L’évolution des modèles montre que certains distributeurs s’intègrent dans la chaine de valeur. Avec une offre de club deal, par exemple, le distributeur amène les clients vers des produits qu’il fabrique ou agrège lui-même, ce qui pousse vers une internalisation de la chaine de valeur. En private equity, la pérennité d’un modèle de distribution pur n’est pas assurée : les professionnels concernés qui n’auraient pas investi et déployé des ressources dans le domaine risquent la désintermédiation par les plateformes plus efficaces qui ont une offre plus riche avec une force de frappe marketing plus importante. Le distributeur traditionnel aura du mal à rester compétitif.

Les clubs deals occupent 10% de l’investissement non-coté et ont connu une croissance significative depuis 2015 alors que le ticket d’entrée démarre à 100.000 euros. Leur croissance risque-t-elle d’heurter un plafond de verre ?

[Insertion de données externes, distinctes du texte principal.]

PR #254, opened 2018-03-03
sdjournal: add formating feature to JournalReader

### LINKED ISSUE #253: Feature request: Custom formatter for sdjournal reader
At the moment, `JournalReader` has a fixed message template for each entry. It would be really helpful if I would be able to alter the format.

I have thought of something like this:

```golang
config := sdjournal.JournalReaderConfig {
		Formatter: func(entry *JournalEntry) string {
                     return fmt.Sprintf("%s:%s",entry.Fields["MY_CUSTOM_FIELD"])
                },
	}
```

I can send you a patch if you are okay with this kind of feature.

Richterrettich:
this allows users of JournalReader to provide a callback function
that will format the output of each entry.

Fixes #253

### DIFF
--- a/sdjournal/read.go
+++ b/sdjournal/read.go
@@ -44,6 +44,11 @@ type JournalReaderConfig struct {
 	// If not empty, the journal instance will point to a journal residing
 	// in this directory. The supplied path may be relative or absolute.
 	Path string
+
+	// If not nil, Formatter will be used to translate the resulting entries
+	// into strings. If not set, the default format (timestamp and message field)
+	// will be used. If Formatter returns an error, Read will stop and return the error.
+	Formatter func(entry *JournalEntry) (string, error)
 }
 
 // JournalReader is an io.ReadCloser which provides a simple interface for iterating through the
@@ -51,12 +56,20 @@ type JournalReaderConfig struct {
 type JournalReader struct {
 	journal   *Journal
 	msgReader *strings.Reader
+	formatter func(entry *JournalEntry) (string, error)
 }
 
 // NewJournalReader creates a new JournalReader with configuration options that are similar to the
 // systemd journalctl tool's iteration and filtering features.
 func NewJournalReader(config JournalReaderConfig) (*JournalReader, error) {
-	r := &JournalReader{}
+	// use simpelMessageFormatter as default formatter.
+	if config.Formatter == nil {
+		config.Formatter = simpelMessageFormatter
+	}
+
+	r := &JournalReader{
+		formatter: config.Formatter,
+	}
 
 	// Open the journal
 	var err error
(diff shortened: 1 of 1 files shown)


sdjournal/read.go
```diff
@@ -44,19 +44,27 @@ type JournalReaderConfig struct {
 	// If not empty, the journal instance will point to a journal residing
 	// in this directory. The supplied path may be relative or absolute.
 	Path string
+
+	// If not nil, Formatter will be used to translate the resulting entries
+	// into strings. If not set, the default format (timestamp and message field)
+	// will be used.
+	Formatter func(entry *JournalEntry) string
```
lucab: I would prefer to make this more error-friendly by returning a `(string, error)` instead. As a consumer, would it be ok?

sdjournal/read.go
```diff
@@ -245,6 +253,13 @@ func (r *JournalReader) buildMessage() (string, error) {
 	var usec uint64
 	var err error
 
+	if r.formatter != nil {
+		entry, err := r.journal.GetEntry()
```
lucab: Given that we are introducing a formatting function, I would suggest to lift the entry fetching logic into the common path at `Read`, then change the `buildMessage` signature to match the formatter one, and just call `r.formatter(entry)` there.

lucab:
Thanks for your PR! I generally like the idea, I've just left a couple of comments to streamline the public interface and the integration point.

Richterrettich:
Thanks for the review. I will rework the patch and inlcude your suggestions.

Richterrettich:
ping @lucab , I think I have addressed all your suggestions. Feel free to take a look.

sdjournal/read.go
```diff
@@ -44,19 +44,33 @@ type JournalReaderConfig struct {
...
 	journal   *Journal
 	msgReader *strings.Reader
+	formatter func(entry *JournalEntry) (string, error)
 }
 
 // NewJournalReader creates a new JournalReader with configuration options that are similar to the
 // systemd journalctl tool's iteration and filtering features.
 func NewJournalReader(config JournalReaderConfig) (*JournalReader, error) {
-	r := &JournalReader{}
+
```
lucab: Spurious leading newline.

sdjournal/read.go
```diff
@@ -238,20 +257,12 @@ process:
...
-
-	if msg, err = r.journal.GetData("MESSAGE"); err != nil {
-		return "", err
-	}
-
-	if usec, err = r.journal.GetRealtimeUsec(); err != nil {
-		return "", err
-	}
+func simpelMessageFormatter(entry *JournalEntry) (string, error) {
+	msg := entry.Fields["MESSAGE"]
```
lucab: Please check for key presence:
```golang
msg, ok := entry.Fields["MESSAGE"]
if !ok { ... }
```

Richterrettich:
Yeah no problem. I somehow thougth that the "MESSAGE" field could never be empty in a journal entry. But a check can't hurt. I fixed both issues. Can you take a look again please?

Non, je ne crois pas. Certes, ce n’est pas un marché pour tout le monde, pour autant on assiste à une véritable démocratisation de l’offre. Les processus s’industrialisent et l’économie de la chaine de valeur s’optimise. Il n’est pas exclu que des modèles plus efficients soient trouvé à l’avenir. Des cabinets de CGP proposent ainsi des clubs deals car il est plus intéressant pour certains d’offrir directement le sous-jacent qu’un fonds en distribution. Cette offre peut se démocratiser plus vite que ce que l’on pense avec la baisse du ticket d’entrée et la digitalisation des processus de souscription. Par ailleurs, n’oublions pas que le client retail qui veut investir dans des club deal peut également le faire par l’intermédiaire des plateformes de crowdfunding.

Quelle est la dynamique du capital investissement du côté des particuliers ?

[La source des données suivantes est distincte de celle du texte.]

PR #261, opened 2018-03-20
Linter warnings fixed for unit sources

muesli:
- Added missing godoc-style code comments
- Omitted redundant second value from range


lucab:
LGTM. Was this detected by some open-source checker tool that could be easily added to travis?

muesli:
You could try `gometalinter` with specific checks. I don't recommend running it with all linters though, esp. when cgo comes into play (and you want to keep constants in ALL_CAPS format for example).

PR #265, opened 2018-03-20
journal: Added missing error handling for write & unlink calls

muesli:
I don't think the first check can harm, the second one was more of a typo and the `err` assignment obviously missing.


squeed:
LGTM, thanks!

PR #270, opened 2018-03-22
daemon: Clean up copyright headers and documentation

### LINKED ISSUE #83: daemon/sdnotify.go probably violates Apache license
Hi go-systemd team!

Many thanks for all the work you do!

I'm packaging go-systemd for Ubuntu (as part of the juju project).
We do license checks for all the code we package as part of our packaging pipeline.
It seems to me that one file in your repo violates requirements of the Apache-2.0 license.
Could you please help me to understand if it's true or not and (if so) fix the issue in your repo?

File in question: https://github.com/coreos/go-systemd/blob/master/daemon/sdnotify.go

File states that it is 'forked from Docker project' which is correct.
Original file from Docker project can be found here:
https://github.com/docker/docker/blob/master/pkg/systemd/sd_notify.go
In terms of Apache-2.0 license forked version of the file is called Derivative Work.

Docker project is licensed under Apache-2.0 license (as well as go-systemd project).
This license allows you to redistribute Derivative Works only if you obey the following rules:

> (a) You must give any other recipients of the Work or Derivative Works a copy of this License;

While both projects are license under Apache-2.0 license, text is a bit different between the licenses.
Go-systemd license: https://github.com/coreos/go-systemd/blob/master/LICENSE
Docker license: https://github.com/docker/docker/blob/master/LICENSE
You may see that _at least_ formatting of paragraph 4 is different. It means that you need to include Docker's license into your project (maybe put it inside daemon/ folder?)
and put a reference to it from sdnotify.go file.

>  (b) You must cause any modified files to carry prominent notices stating that You changed the files;

While 'forked from Docker project' looks okay in the sense of this requirement I'd recommend you to specify which exact file you've modified (link to Docker's github repo may work).

> (c) You must retain, in the Source form of any Derivative Works that You distribute, all copyright, patent, trademark, and attribution notices <...>

Docker's sd_notify.go file doesn't contain explicit copyright notices but they are available in Docker's LICENSE file:
https://github.com/docker/docker/blob/master/LICENSE#L179
You may find there: 'Copyright 2013-2015 Docker, Inc.'

This copyright information needs to be included into daemon/sdnotify.go.
You may add your own copyright notice (for your changes) but you shouldn't remove Docker's copyright.

> (d) If the Work includes a "NOTICE" text file <...> then any Derivative Works <...> must include a readable copy of the attribution notices contained within such NOTICE file <...>

Docker project has such NOTICE file: https://github.com/docker/docker/blob/master/NOTICE
This file contains some valuable information and I'd recomment you to put it into daemon/ folder as well.
It may be linked from daemon/sd_notify.go as well as the LICENSE file.

Thanks A LOT for helping!
Oleg

muesli:
- Added copyright 2015-2018 CoreOS, Inc.
- Proper godoc package comment
- Got rid of named (but unused) return values

Fixes #83.

### DIFF
--- a/daemon/sdnotify.go
+++ b/daemon/sdnotify.go
@@ -1,4 +1,5 @@
 // Copyright 2014 Docker, Inc.
+// Copyright 2015-2018 CoreOS, Inc.
 //
 // Licensed under the Apache License, Version 2.0 (the "License");
 // you may not use this file except in compliance with the License.
@@ -13,7 +14,11 @@
 // limitations under the License.
 //
 
-// Code forked from Docker project
+// Package daemon provides a Go implementation of the sd_notify protocol.
+// It can be used to inform systemd of service start-up completion, watchdog
+// events, and other status changes.
+//
+// https://www.freedesktop.org/software/systemd/man/sd_notify.html#Description
 package daemon
 
 import (
@@ -29,7 +34,7 @@ import (
 // (false, nil) - notification not supported (i.e. NOTIFY_SOCKET is unset)
 // (false, err) - notification supported, but failure happened (e.g. error connecting to NOTIFY_SOCKET or while sending data)
 // (true, nil) - notification supported, data has been sent
-func SdNotify(unsetEnvironment bool, state string) (sent bool, err error) {
+func SdNotify(unsetEnvironment bool, state string) (bool, error) {
 	socketAddr := &net.UnixAddr{
 		Name: os.Getenv("NOTIFY_SOCKET"),
 		Net:  "unixgram",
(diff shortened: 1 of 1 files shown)


daemon/sdnotify.go
```diff
@@ -41,10 +46,10 @@ func SdNotify(unsetEnvironment bool, state string) (sent bool, err error) {
 	}
 
 	if unsetEnvironment {
-		err = os.Unsetenv("NOTIFY_SOCKET")
-	}
-	if err != nil {
-		return false, err
+		err := os.Unsetenv("NOTIFY_SOCKET")
+		if err != nil {
```
lucab: You can merge this and the above in a single statement.

daemon/sdnotify.go
```diff
@@ -55,9 +60,5 @@ func SdNotify(unsetEnvironment bool, state string) (sent bool, err error) {
 	defer conn.Close()
 
 	_, err = conn.Write([]byte(state))
-	// Error sending the message
-	if err != nil {
-		return false, err
-	}
-	return true, nil
+	return err == nil, err
```
lucab: I would keep logic outside of return statement.
Even if I agree the original form may be overly verbose, I think it is the expected idiomatic form.

muesli:
@lucab Done and squashed.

Plusieurs phénomènes se conjuguent. L’industrie du private equity et du capital innovation a investi dans plus de 7.000 entreprises en France et les bénéficiaires qui se sont enrichis réinvestissent dans les fonds. Ce phénomène vaut aussi pour certains entrepreneurs qui cèdent leurs affaires. Parallèlement, la clientèle traditionnelle cherche des produits pour se substituer aux produits traditionnels qui ne rapportent plus.

A quoi attribuez-vous le rééquilibrage de la collecte des SCPI vers les SCI ou les OPCI ces dernières années ?

La SCPI présente certains inconvénients pour l’assureur qui porte le risque de liquidité et a quinze jours pour honorer le rachat du contrat. L’immobilier est très en demande en substitution au fonds euros, compte-tenu de son rendement récurrent et de bonne qualité. Mais la SCPI contraint l’assureur à assumer la gestion du risque de liquidité, là où d’autres produits présentent des avantages de ce point de vue : l’OPCI a la moitié de son actif investi en liquidités et la SCI est multi-investie. Par ailleurs, la souscription à une SCPI peut paraitre chère même si les frais d’entrée doivent être appréhendés en fonction de l’horizon de placement. Enfin, les distributeurs ne touchent pas de commissions récurrentes sur les SCPI.